---- Supplied information

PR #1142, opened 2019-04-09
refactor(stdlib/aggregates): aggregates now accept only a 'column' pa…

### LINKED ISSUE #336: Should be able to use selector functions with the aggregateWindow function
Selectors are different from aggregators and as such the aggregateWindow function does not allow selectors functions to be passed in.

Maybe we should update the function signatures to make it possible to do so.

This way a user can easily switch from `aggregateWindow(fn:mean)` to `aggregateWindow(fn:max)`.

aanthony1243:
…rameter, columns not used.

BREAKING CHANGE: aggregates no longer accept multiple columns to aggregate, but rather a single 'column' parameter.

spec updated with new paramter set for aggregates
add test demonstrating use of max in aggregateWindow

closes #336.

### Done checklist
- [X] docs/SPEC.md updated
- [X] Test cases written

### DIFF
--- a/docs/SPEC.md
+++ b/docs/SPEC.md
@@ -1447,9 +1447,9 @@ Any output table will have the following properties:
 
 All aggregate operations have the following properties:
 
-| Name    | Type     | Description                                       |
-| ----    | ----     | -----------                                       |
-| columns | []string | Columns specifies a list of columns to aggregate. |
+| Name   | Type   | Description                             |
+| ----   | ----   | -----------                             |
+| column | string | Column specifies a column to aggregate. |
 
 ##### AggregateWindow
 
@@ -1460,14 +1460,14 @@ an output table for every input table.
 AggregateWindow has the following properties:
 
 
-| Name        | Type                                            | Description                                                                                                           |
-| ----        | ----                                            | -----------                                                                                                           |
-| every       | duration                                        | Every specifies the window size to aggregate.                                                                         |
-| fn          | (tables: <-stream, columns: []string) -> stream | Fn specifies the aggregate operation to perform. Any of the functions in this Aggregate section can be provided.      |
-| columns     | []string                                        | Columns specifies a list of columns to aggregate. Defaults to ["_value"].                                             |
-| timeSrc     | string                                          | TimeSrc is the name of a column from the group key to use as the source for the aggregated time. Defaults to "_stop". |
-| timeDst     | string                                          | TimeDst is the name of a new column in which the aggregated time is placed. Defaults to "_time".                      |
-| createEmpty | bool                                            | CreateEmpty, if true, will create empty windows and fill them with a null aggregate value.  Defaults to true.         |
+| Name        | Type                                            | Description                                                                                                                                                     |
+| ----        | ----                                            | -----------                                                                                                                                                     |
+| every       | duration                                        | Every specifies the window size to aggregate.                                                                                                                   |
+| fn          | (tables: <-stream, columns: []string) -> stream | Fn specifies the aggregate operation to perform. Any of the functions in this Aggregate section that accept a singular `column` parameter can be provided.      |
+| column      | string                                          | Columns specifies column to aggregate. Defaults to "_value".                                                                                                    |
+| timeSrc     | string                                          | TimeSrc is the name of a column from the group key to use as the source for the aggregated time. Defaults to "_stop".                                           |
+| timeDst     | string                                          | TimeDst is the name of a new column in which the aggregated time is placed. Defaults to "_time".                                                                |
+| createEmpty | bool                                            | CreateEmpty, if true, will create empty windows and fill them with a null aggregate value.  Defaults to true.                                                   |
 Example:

--------

What's wanted here is every record, retyped exactly as shown above.

PR #1142, opened 2019-04-09
refactor(stdlib/aggregates): aggregates now accept only a 'column' pa…

### LINKED ISSUE #336: Should be able to use selector functions with the aggregateWindow function
Selectors are different from aggregators and as such the aggregateWindow function does not allow selectors functions to be passed in.

Maybe we should update the function signatures to make it possible to do so.

This way a user can easily switch from `aggregateWindow(fn:mean)` to `aggregateWindow(fn:max)`.

aanthony1243:
…rameter, columns not used.

BREAKING CHANGE: aggregates no longer accept multiple columns to aggregate, but rather a single 'column' parameter.

spec updated with new paramter set for aggregates
add test demonstrating use of max in aggregateWindow

closes #336.

### Done checklist
- [X] docs/SPEC.md updated
- [X] Test cases written

### DIFF
--- a/docs/SPEC.md
+++ b/docs/SPEC.md
@@ -1447,9 +1447,9 @@ Any output table will have the following properties:
 
 All aggregate operations have the following properties:
 
-| Name    | Type     | Description                                       |
-| ----    | ----     | -----------                                       |
-| columns | []string | Columns specifies a list of columns to aggregate. |
+| Name   | Type   | Description                             |
+| ----   | ----   | -----------                             |
+| column | string | Column specifies a column to aggregate. |
 
 ##### AggregateWindow
 
@@ -1460,14 +1460,14 @@ an output table for every input table.
 AggregateWindow has the following properties:
 
 
-| Name        | Type                                            | Description                                                                                                           |
-| ----        | ----                                            | -----------                                                                                                           |
-| every       | duration                                        | Every specifies the window size to aggregate.                                                                         |
-| fn          | (tables: <-stream, columns: []string) -> stream | Fn specifies the aggregate operation to perform. Any of the functions in this Aggregate section can be provided.      |
-| columns     | []string                                        | Columns specifies a list of columns to aggregate. Defaults to ["_value"].                                             |
-| timeSrc     | string                                          | TimeSrc is the name of a column from the group key to use as the source for the aggregated time. Defaults to "_stop". |
-| timeDst     | string                                          | TimeDst is the name of a new column in which the aggregated time is placed. Defaults to "_time".                      |
-| createEmpty | bool                                            | CreateEmpty, if true, will create empty windows and fill them with a null aggregate value.  Defaults to true.         |
+| Name        | Type                                            | Description                                                                                                                                                     |
+| ----        | ----                                            | -----------                                                                                                                                                     |
+| every       | duration                                        | Every specifies the window size to aggregate.                                                                                                                   |
+| fn          | (tables: <-stream, columns: []string) -> stream | Fn specifies the aggregate operation to perform. Any of the functions in this Aggregate section that accept a singular `column` parameter can be provided.      |
+| column      | string                                          | Columns specifies column to aggregate. Defaults to "_value".                                                                                                    |
+| timeSrc     | string                                          | TimeSrc is the name of a column from the group key to use as the source for the aggregated time. Defaults to "_stop".                                           |
+| timeDst     | string                                          | TimeDst is the name of a new column in which the aggregated time is placed. Defaults to "_time".                                                                |
+| createEmpty | bool                                            | CreateEmpty, if true, will create empty windows and fill them with a null aggregate value.  Defaults to true.                                                   |
 Example:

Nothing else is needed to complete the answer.